PFAS represent a class of synthetic chemicals that are being used in modern society, found in various consumer products, industrial processes, and environmental matrices. Their widespread applications have led to alarming contamination levels globally, with studies estimating detection in the blood of 98% of the citizen of USA. Exposure of PFAS have been to cancer, immune system dysfunction, and developmental abnormalities. The extent of contamination could be seen in drinking water sources, agricultural soils, and wildlife habitats. Urgent action is imperative to mitigate PFAS pollution, safeguard ecosystems, and protect public health, emphasizing the critical need to detect PFAS in the limits in the the US EPA set legally enforceable drinking water limits in the range of parts per million (PPT).
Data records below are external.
PR #2064, opened 2026-08-03
`delete_transaction_logs_before` with a table on RocksDB now returns an error instead of deleting the entire database's transaction log

### LINKED ISSUE #2049: RocksDB: table-scoped delete_transaction_logs_before destroys the entire database's transaction log
# RocksDB: table-scoped `delete_transaction_logs_before` destroys the entire database's transaction log

## Summary

On RocksDB, `delete_transaction_logs_before({ database, table, timestamp })` silently ignores the `table` scope and purges the **whole database's** transaction/audit log. An operator asking to prune one table's history permanently destroys every sibling table's history in the same database. The operation reports success with an `entries_deleted` count reflecting the wider deletion, and there is no warning and no way to recover.

The parameter is annotated `// lmdb only` in the signature, so this is known-not-supported on RocksDB — but the code path doesn't *reject* it, it accepts it and does something far more destructive than what was asked.

## Mechanism

`dataLayer/harperBridge/ResourceBridge.ts:481-519`:

```ts
async deleteTransactionLogsBefore(deleteObj: {
    schema?: string;
    database?: string;
    table?: string; // lmdb only
    timestamp: Date | number | string;
    cleanup_deleted_records?: boolean; // lmdb only
}): Promise<DeleteTransactionLogsBeforeResults> {
    ...
    const table = getTable(deleteObj);
    if (!table) {
        // no table, check if any of the tables are RocksDB
        // since all tables share the same transaction log store, we break after the first
        // RocksDB table is found
        const tables = getDatabases()[deleteObj.database];
        if (tables) {
            for (const table of Object.values(tables)) {
                if (table.primaryStore instanceof RocksDatabase) {
                    const deleted = table.primaryStore.purgeLogs({ before, includeEntryCounts: true });
                    ...
                    break;
                }
            }
        }
    } else if (table.primaryStore instanceof RocksDatabase) {
        const deleted = table.primaryStore.purgeLogs({ before, includeEntryCounts: true });
        ...
    }
    ...
}
```

The two RocksDB branches — "caller named a table" and "caller named no table" — do **the identical thing**. The comment in the second branch states why: *all tables share the same transaction log store*. So naming a table only selects which table's `primaryStore` handle is used to reach the shared per-database log store; the purge itself has no table dimension.

**Per-table purging isn't merely unimplemented — it isn't expressible at the storage layer.** `rocksdb-js` 2.5.0's `PurgeLogsOptions` is:

```ts
type PurgeLogsOptions = {
  before?: number;
  destroy?: boolean;
  includeEntryCounts?: boolean;
  name?: string;   // log name, e.g. "local" — not a table
};
```

There is no table/tableId filter, and the log is purged in whole-file units, which is fundamentally at odds with per-table granularity — a per-table purge would require rewriting log files rather than deleting them.

## Measured

Purging one 5,000-row table in a database with three 5,000-row tables:

- reported `entries_deleted: 15000` (i.e. all three tables' entries)
- after restart, the two sibling tables read **0** rows of history each (5,000 before)

Manager-verified by source read **and** an independent cold rerun (6/6 runs, identical numbers).

A detail that makes this worse in practice: a stale in-process cache keeps the sibling data *appearing* intact until restart, so an operator's immediate "did that do what I wanted?" check sees healthy tables. The loss surfaces on the next restart, decoupled in time from the action that caused it.

## Why this is worse than an unsupported-parameter bug

The failure mode is unrecoverable destruction of data the operator never asked to delete, on an operation whose whole purpose is bounded deletion. Ignoring an unsupported scope parameter is normally benign; here it widens the blast radius of a destructive operation by the number of tables in the database.

## Suggested direction

Short term, and I'd argue this is the whole fix: **reject `table` on RocksDB with a 400** rather than silently widening the scope. The signature already documents it as LMDB-only; make the validator enforce what the comment claims. `validation/transactionLogValidator.ts` is the natural place, though it needs the storage engine in scope to make the decision.

If per-table pruning on RocksDB is wanted as a feature, that's a `rocksdb-js` change first (a table filter in `PurgeLogsOptions`, plus a story for whole-file purge granularity) and should be a separate issue — but the silent-widening behaviour should not wait on it.

Worth deciding alongside: whether `cleanup_deleted_records` (also annotated `// lmdb only`) has the same silent-ignore shape. It looks inert rather than destructive on the RocksDB path, but it's the same pattern in the same signature.

## Provenance

Found by the qa-explorer exploratory QA loop. Source lines verified against `main` @ `b852a722c`; `PurgeLogsOptions` verified against the pinned `@harperfast/rocksdb-js` 2.5.0.

cb1kenobi:
Fixes #2049 ([RocksDB: table-scoped delete_transaction_logs_before destroys the entire database's transaction log](https://github.com/HarperFast/harper/issues/2049)).

## What changed

On RocksDB, all tables in a database share one transaction log, and rocksdb-js's `purgeLogs()` has no table dimension (whole-file purges, logs partitioned per origin node). The bridge previously *ignored* a `table` scope and purged the whole database's log — reporting success. Now, in `ResourceBridge.deleteTransactionLogsBefore`:

- `table` naming a RocksDB table → **400**, with a message pointing at the supported database-wide form (`delete_transaction_logs_before` with only `database` and `timestamp`).
- `table` naming a **nonexistent** table → **404** on either engine. The guard sits before the engine branch, so this is a behavior change on LMDB too: previously a typo'd name fell into the no-table branch — the whole-database purge on RocksDB, a silent `entries_deleted: 0` no-op on LMDB.
- The table checks use **presence (`!= null`), not truthiness**, in both the guard and `getTable()`, so a table named `"0"` addressed numerically stays table-scoped instead of widening to a database purge (found by cross-model review).
- No `table` → database-wide purge, unchanged. LMDB table-scoped `deleteHistory` → unchanged.

## Deliberate design consequence — reviewer attention here

The deprecated `delete_audit_logs_before` op **requires** `table` and funnels into the same bridge method, so on RocksDB it now **always errors** with the migration message. There is no way to honor its per-table contract on RocksDB without the silent widening this PR removes. Three integration tests that previously asserted job success for table-scoped calls were updated to assert the rejection (`transaction-logs.test.mjs`, `transactions.test.mjs`, `terminology.test.mjs` — the last now verifies database-param resolution via the database name echoed in the error).

Not addressed (same silent-ignore shape, but inert rather than destructive): `cleanup_deleted_records` is still silently ignored on the RocksDB no-table path — flagged in #2049 as a decide-alongside; can be a follow-up.

## Testing

- New unit tests (`unitTests/resources/deleteTransactionLogsBeforeRocks.test.js`, 5 passing): 400 on table-scoped, 404 on missing table/database, falsy-table-name regression, database-wide purge still succeeds. Skipped under `HARPER_STORAGE_ENGINE=lmdb`.
- `test:unit:resources` full run green (1365 passing); the three touched integration files green (75 passing).
- `test:integration:all` full run: 1624/1645 passing; the 3 failures (`shutdown-drain-e2e.test.ts`, `rolling-restart.test.ts`) reproduce identically on `origin/main` — pre-existing local-environment failures, unrelated to this change.
- Local `test:unit:main` hangs in `unitTests/components/applicationSpawn.test.js` on this machine **with and without this change** (verified A/B against main's `ResourceBridge.ts`) — known local-environment issue; relying on CI for that suite.

## Docs

Companion docs PR: [HarperFast/documentation#618](https://github.com/HarperFast/documentation/pull/618) — documents database-wide-only deletion on RocksDB and the deprecated op's behavior.

## Review

Cross-model review (thorough): author Claude (Fable 5); coverage: Codex ✓ (two findings — the falsy-table-name blocker and the dead-end error remediation — both fixed, then a final-artifact re-check ✓); Gemini ✗ (agy failing locally with a model/location config error; no Gemini coverage).

### DIFF
--- a/DESIGN.md
+++ b/DESIGN.md
@@ -479,6 +479,20 @@ corrupt by verify). This closes the "healthy-looking but incomplete" and concurr
 the remaining engine/blob point-in-time skew (a blob unlinked between the engine cut and the blob
 walk) is the documented best-effort limitation above.
 
+## RocksDB transaction log purges are database-wide only (`ResourceBridge.deleteTransactionLogsBefore`)
+
+On RocksDB, every table in a database writes to one shared set of transaction logs (partitioned per
+origin node, not per table), and `purgeLogs()` deletes whole log files — rocksdb-js has no table
+filter, and adding one would mean rewriting files instead of deleting them. So a table-scoped
+`delete_transaction_logs_before` is unimplementable at the storage layer; the bridge rejects
+`table` on RocksDB with a 400 rather than silently purging every sibling table's history
+(harper#2049 — the original code did exactly that, and a _typo'd_ table name did too, because a
+missing table fell through to the no-table branch; that now 404s). Two consequences to preserve:
+the deprecated `delete_audit_logs_before` op _requires_ `table`, so it always errors on RocksDB
+(the message steers callers to the new op without `table`); and the table/no-table checks in the
+bridge use `!= null` presence, not truthiness, so a table named `"0"` addressed numerically stays
+table-scoped instead of widening to a database purge.
+
 ## Scheduler: cluster-once execution without a consensus primitive (`resources/scheduler/`)
 
 The built-in `scheduler` plugin (#951) runs config-declared jobs "exactly once per cluster." The
--- a/dataLayer/harperBridge/ResourceBridge.ts
+++ b/dataLayer/harperBridge/ResourceBridge.ts
@@ -492,12 +492,25 @@ export class ResourceBridge extends BridgeMethods {
 				: typeof deleteObj.timestamp === 'string'
 					? Number.parseInt(deleteObj.timestamp)
 					: deleteObj.timestamp;
+		const databaseName = deleteObj.database || deleteObj.schema || DEFAULT_DATABASE;
 		const table = getTable(deleteObj);
+		// A nonexistent table must not fall through to the no-table branch below — on RocksDB that
+		// widens a table-scoped request (e.g. a typo) into a whole-database log purge (#2049).
+		// Presence check, not truthiness: a table named "0" addressed numerically is still table-scoped.
+		if (deleteObj.table != null && !table)
+			throw handleHDBError(
+				new Error(),
+				HDB_ERROR_MSGS.TABLE_NOT_FOUND(databaseName, deleteObj.table),
+				404,
+				undefined,
+				undefined,
+				true
+			);
 		if (!table) {
 			// no table, check if any of the tables are RocksDB
 			// since all tables share the same transaction log store, we break after the first
 			// RocksDB table is found
-			const tables = getDatabases()[deleteObj.database];
+			const tables = getDatabases()[databaseName];
 			if (tables) {
 				for (const table of Object.values(tables)) {
 					if (table.primaryStore instanceof RocksDatabase) {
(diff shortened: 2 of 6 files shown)


kriszyp (approved):
Great!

Current technologies of chromatographic approach for PFAS detection suffer drawbacks such as higher detection limits, limited analyte range, longer analysis times, and the need for laborious derivatization processes. Significantly, many PFAS compounds are present in the environment at low concentrations, often in parts per trillion levels. This article presents emerging nanosensor technologies for directly applying in PFAS sensors, offering improved detection capabilities and enabling real-time monitoring of PFAS levels in different environmental settings. Basically, the review delves into the forefront of PFAS nano-sensor engineering, elucidating advancements in optical, electrochemical, aptamer-based, and immune-based nanosensors. By taking an integrated approach, the review comprehensively addresses current challenges and future potentials in PFAS nanosensor fabrication, outlining critical development objectives and the encountered hurdles. This holistic analysis aims to guide future research endeavours towards strategic improvements in PFAS detection technology, offering researchers and practitioners synthesized knowledge to facilitate the development of innovative and efficient PFAS-detecting systems and their transfer into the industrial practice.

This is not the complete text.